Notable ascents and attempts

  • 1980 7 May, "Northern Route", (2nd ascent) by Michl Dacher, Wolfgang Schaffert, Gunter Sturm and Fritz Zintl; Sigi Hupfauer and Manfred Sturm (12 May); as part of a German expedition
  • 1980: 13 October, "Northern Route", (3rd ascent) by Ewald Putz and Egon Obojes, as part of an Austrian expedition.
  • 1981: 30 April, "Northern Route", (4th ascent) by Junko Tabei, Rinzing Phinzo and Gyalbu Jiabu, as part of a Japanese women's expedition.
  • 1981: 28 May, "Northern Route", (5th ascent) by Reinhold Messner and Friedl Mutschlechner, as part of an Austrian expedition.
  • 1982: 28 May, "British Route", southwest face (alpine style), FA by Doug Scott, Alex Macintyre and Roger Baxter-Jones (all UK). Route follows the right-hand couloir on the southwest face.
  • 1987: 18 July, Elsa Ávila and Carlos Carsolio become the first Mexicans to summit Shishapangma. For Ávila, her first eight-thousander and for Carsolio, his second, via the northern face/ridge to the central summit, then along the arete to the main summit, with Wanda Rutkiewicz, Ramiro Navarrete, and Ryszard Warecki.
  • 1987: 18 September, west ridge, FA by Jerzy Kukuczka and Artur Hajzer (both Poland).

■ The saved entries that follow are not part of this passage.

PR #29, opened 2023-06-30
enable database configuration per database provider (Text and Number Only)

rochar:
implement Nox.Type Text
Add this code to Nox.Generators is ok since we do not have any third party dependency, we are only generating strings, this accelerates development and we can move this to its on component if necessary

we may implement a DefaultConfig, would work generic in each db

we need to implement explicitly for each Nox.Type, bust this is centralized and encapsulated

### DIFF
--- a/src/Nox.Generator/Infrastructure/Persistence/DatabaseConfiguration/ConfigurationDefaults.cs
+++ b/src/Nox.Generator/Infrastructure/Persistence/DatabaseConfiguration/ConfigurationDefaults.cs
@@ -1,0 +1,73 @@
+﻿using System;
+using Nox.Types;
+
+namespace Nox.Generator.Infrastructure.Persistence.DatabaseConfiguration;
+
+internal static class ConfigurationDefaults
+{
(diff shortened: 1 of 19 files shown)


ILoveMyTortoise (approved):

src/Nox.Generator/Infrastructure/Persistence/DatabaseConfiguration/ConfigurationDefaults.cs
```diff
@@ -0,0 +1,73 @@
...
+namespace Nox.Generator.Infrastructure.Persistence.DatabaseConfiguration;
+
+internal static class ConfigurationDefaults
+{
+    public static DatabaseAttributeConfig GetDefaultOptions(TextTypeOptions options)
+    {
+        return new DatabaseAttributeConfig()
+        {
+            IsSingleProperty = true,
+            HasConversionTypeFullName = "Nox.Types.EntityFramework.Types.TextConverter",
```
ILoveMyTortoise, line 13: why not just ConversionTypeFullName

jan-schutte (approved):

alexandervlasenko (approved):

PR #158, opened 2023-07-05
CurrencyCode Implementation

denisvieira-dev:


src/Nox.Types/Types/CurrencyCode3/CurrencyCode3.cs
```diff
@@ -0,0 +1,28 @@
...
+using System.Linq;
+
+namespace Nox.Types;
+
+/// <summary>
+/// Class for three-letters currency code (ISO 4217).
+/// </summary>
+public sealed class CurrencyCode3 : ValueObject<string, CurrencyCode3>
+{
+    private readonly string[] CurrencyCodes = Enum.GetNames(typeof(CurrencyCode));
```
dejobratic, line 11: Can we put this as a private readonly static variable? Also, can we rename it using the following convention https://regusit.atlassian.net/wiki/spaces/NOX/pages/3153461266/Coding+Conventions+Styles+and+Guidelines#Private-static-fields?

dejobratic (changes requested):
Looks good to me. Just a small comment.

tests/Nox.Types.Tests/Types/CurrencyCode3/CurrencyCode3Tests.cs
```diff
@@ -0,0 +1,61 @@
...
+    {
+        var currencyCode3_1 = CurrencyCode3.From("USD");
+
+        var currencyCode3_2 = CurrencyCode3.From("USD");
+
+        currencyCode3_1.Should().Be(currencyCode3_2);
+    }
+
+    [Fact]
+    public void CurrencyCode3_CaseInsensitiveEquality_Tests()
```
rochar, line 35: this test is failing in the CI, but should be valid / its correctly implemented.

I think we should do a ToUpper in From  method because we assume that Currency is always in upper case, do y agree?

rochar (changes requested):
Looks good, small comment

tests/Nox.Types.Tests/Types/CurrencyCode3/CurrencyCode3Tests.cs
denisvieira-dev: I totally agree. Updating them

src/Nox.Types/Types/CurrencyCode3/CurrencyCode3.cs
denisvieira-dev: Done

dejobratic (changes requested):
Looks good. Just added a comment related to type name.

src/Nox.Types/Types/CurrencyCode3/CurrencyCode3.cs
```diff
@@ -0,0 +1,51 @@
+﻿using System;
+using System.Linq;
+
+namespace Nox.Types;
+
+/// <summary>
+/// Class for three-letters currency code (ISO 4217).
+/// </summary>
+public sealed class CurrencyCode3 : ValueObject<string, CurrencyCode3>
```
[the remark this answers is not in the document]
denisvieira-dev: Hi Dejan, thanks for your suggestion. I agree, but we have an Enum called CurrencyCode. Should we rename this classe for CurrencyCode2 or give a prefix for that enum?

rochar (changes requested):

src/Nox.Types/Types/CurrencyCode3/CurrencyCode3.cs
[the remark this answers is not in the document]
dejobratic: Thanks for the info @rochar. I'll resolve this comment.

rochar (approved):

dejobratic (approved):

PR #166, opened 2023-07-06
MP-7343 [BS-8103] NOX "DateTime" - Define and implement custom type

becicajla:


src/Nox.Types/Types/DateTime/DateTime.cs
jan-schutte, line 1: This should be a sealed class

src/Nox.Types/Types/DateTime/DateTime.cs
```diff
@@ -0,0 +1,198 @@
...
+        get { return Value.Second; }
+        private set { Value = new System.DateTime(Value.Year, Value.Month, Value.Day, Value.Hour, Value.Minute, value); }
+    }
+
+    public DateTime() { Value = System.DateTime.MinValue; }
+
+    public static DateTime From(int year, int month, int day, int hour = 0, int minute = 0, int second = 0) => From(new YearTypeOptions(), year, month, day, hour, minute, second);
+
+
+    public static DateTime From(YearTypeOptions options, int year, int month, int day, int hour = 0, int minute = 0, int second = 0)
```
rochar, line 44: The YearTypeOptions should only be used by Year Type is not designed to be used in DateTime

We need to define a good DateTimeOptions (Min. Max) and build a proper Validation without using the other types, should use .Net Datetime only

Lets keep this very simple

src/Nox.Types/Types/DateTime/DateTime.cs
```diff
@@ -0,0 +1,198 @@
...
+    {
+        Value = Value.Add(ts);
+        return this;
+    }
+
+    public override bool Equals(object obj)
+    {
+        return obj is DateTime time &&
+               base.Equals(obj) &&
+               Value == time.Value &&
```
rochar, line 184: The Value underlinetype is Datetime, so doing a equal on the value should be enough:

` return obj is DateTime time &&
               base.Equals(obj) && Value.Equals(time.Value) `

rochar (changes requested):
Some comments to validate

src/Nox.Types/Types/DateTime/DateTime.cs
```diff
@@ -0,0 +1,198 @@
...
+        private set { Value = new System.DateTime(Value.Year, Value.Month, Value.Day, Value.Hour, value, Value.Second); }
+    }
+    public int Second
+    {
+        get { return Value.Second; }
+        private set { Value = new System.DateTime(Value.Year, Value.Month, Value.Day, Value.Hour, Value.Minute, value); }
+    }
+
+    public DateTime() { Value = System.DateTime.MinValue; }
+
```
rochar, line 40: Consider add a From overload that receives a System.DateTime

src/Nox.Types/Types/DateTime/DateTime.cs
```diff
@@ -0,0 +1,275 @@
...
+    /// </summary>
+    /// <param name="year"></param>
+    /// <param name="month"></param>
+    /// <param name="day"></param>
+    /// <param name="hour"></param>
+    /// <param name="minute"></param>
+    /// <param name="second"></param>
+    /// <returns>New <see cref="DateTime"/> object with default <see cref="DateTimeTypeOptions"/> .</returns> 
+    /// <exception cref="TypeValidationException"></exception>
+    public static DateTime From(int year, int month, int day, int hour = 0, int minute = 0, int second = 0) => From(new DateTimeTypeOptions(), year, month, day, hour, minute, second);
```
gjorgji-grgovski-authoritypartners, line 54: There is no need to have these overloads, as you can use the
`From(System.DateTime dateTime)`
and just instantiate System.DateTime based on year, month, and day.

gjorgji-grgovski-authoritypartners (changes requested):

src/Nox.Types/Types/DateTime/DateTime.cs
danield-ap: Overload with the dates as integers removed.

src/Nox.Types/Types/DateTime/DateTime.cs
```diff
@@ -0,0 +1,275 @@
...
+    /// <param name="options"></param>
+    /// <param name="year"></param>
+    /// <param name="month"></param>
+    /// <param name="day"></param>
+    /// <param name="hour"></param>
+    /// <param name="minute"></param>
+    /// <param name="second"></param>
+    /// <returns>New <see cref="DateTime"/> object with sent <see cref="DateTimeTypeOptions"/>.</returns> 
+    /// <exception cref="TypeValidationException"></exception>
+    public static DateTime From(DateTimeTypeOptions options, int year, int month, int day, int hour = 0, int minute = 0, int second = 0)
```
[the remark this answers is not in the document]
danield-ap: Overload with the dates as integers removed.

src/Nox.Types/Types/DateTime/DateTime.cs
```diff
@@ -0,0 +1,275 @@
+﻿using System;
+using System.Collections.Generic;
+using System.Globalization;
+
+namespace Nox.Types;
+public sealed class DateTime : ValueObject<System.DateTime, DateTime>
+{
+    private DateTimeTypeOptions _dateTimeTypeOptions = new();
+
+    public int Year
```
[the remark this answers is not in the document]
danield-ap: Properties removed.

src/Nox.Types/Types/DateTime/TypeOptions/DateTimeTypeOptions.cs
```diff
@@ -0,0 +1,11 @@
+﻿
+namespace Nox.Types;
+public class DateTimeTypeOptions
```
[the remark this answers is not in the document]
danield-ap: Schema test was run and file changes committed.

gjorgji-grgovski-authoritypartners (approved):

src/Nox.Types/Types/DateTime/DateTime.cs
```diff
@@ -0,0 +1,176 @@
...
+        return Value.ToString(format, formatProvider);
+    }
+
+    /// <summary>
+    /// Adds sent Timespan on <see cref="DateTime.Value"/>
+    /// </summary>
+    /// <param name="ts"></param>
+    public void Add(TimeSpan ts)
+    {
+        Value = Value.Add(ts);
```
rochar, line 173: Nox.Types are immutable, needs to create a new Instance like From, can be marked as static

src/Nox.Types/Types/DateTime/TypeOptions/DateTimeTypeOptions.cs
rochar, line 1: Add a property to NoxSimpleTypeDefinition,see other type options and regenerate the Nox.Solution schemas

src/Nox.Types/Types/DateTime/TypeOptions/DateTimeTypeOptions.cs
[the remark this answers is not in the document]
rochar: I do not see the new schemas?

rochar (changes requested):
just one important comment regarding Nox.Types, and another regarding schemas

src/Nox.Types/Types/DateTime/DateTime.cs
becicajla: Add removed. It was added in case DateTimeRange uses Nox.Types.DateTime, but now it is redundant since we have operator +

rochar (approved):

Kukuczka skied down from near the summit on this his fourteenth eight-thousander.
  • 1987: 19 September, central couloir, north face, FA by Alan Hinkes (UK) and Steve Untch (USA).
  • 1989: Central buttress, southwest face, Andrej Stemfelj and Pavle Kozjek.
  • 1990: Left-hand couloir, southwest face, Wojciech Kurtyka (Poland), Erhard Loretan (Switzerland) and Jean Troillet (Switzerland)
  • 1993: Far-right couloir, southwest face, solo by Krzysztof Wielicki (Poland).
  • 2002: 5 May, "Korean Route" on southwest face, Park Jun Hun and Kang Yeon Ryoung (both South Korea).
  • 2004: 11 December, Jean-Christophe Lafaille (France) provokes controversy when he climbs the "British Route" on the southwest face, solo, and claims a winter ascent. Since this was not calendar winter, he changes his claim to an ascent "in winter conditions."
  • 2005: 15 January, first (calendar) winter ascent by Piotr Morawski (Poland) and Simone Moro (Italy).
  • 2011: 16–17 April, Ueli Steck (Switzerland) solos the southwest face in 10.5 hours, leaving base camp (5,306m) at 10:30 pm on 16 April and returning to base camp 20 hours later.

Up to 2009, 24 people have died climbing Shishapangma, including Alex Lowe and Dave Bridges (both USA) in 1999, and veteran Portuguese climber Bruno Carvalho. Nevertheless, Shishapangma is one of the easier eight-thousanders to climb. The standard route ascends from the north side, and boasts relatively easy access, with vehicle travel possible to base camp at 5,000 m (16,400 ft). Routes on the steeper southwest face are more technically demanding and involve 2,200 metres (7,218 feet) of ascent on a 50-degree slope.